Exactly as written, transcribe each record below.
==== Records for this exercise
PR #4190, opened 2026-07-30
[causallm] Stamp engine= on the layer graph so the GPU FC/norm variants get used

jijoongmoon:
Stamps the `engine=` property node-for-node on the layer graph so that the GPU FC / norm layer
variants registered by the earlier rungs of this series are actually selected. Without it a graph built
========
## Answer to the exercise
PR #4190, opened 2026-07-30
[causallm] Stamp engine= on the layer graph so the GPU FC/norm variants get used

jijoongmoon:
Stamps the `engine=` property node-for-node on the layer graph so that the GPU FC / norm layer
variants registered by the earlier rungs of this series are actually selected. Without it a graph built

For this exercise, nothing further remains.